## Your goal
Going from the line that contains "CLI consolidatation" down to the last line in the listing below, reproduce every line exactly and include no others.

## Provided material
┌────────

PR #112, opened 2021-11-13
CLI consolidatation

adrianstevens:


Meadow.CLI.Core/Devices/MeadowDeviceHelper.cs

└────────

## Task result
CLI consolidatation

adrianstevens:


Meadow.CLI.Core/Devices/MeadowDeviceHelper.cs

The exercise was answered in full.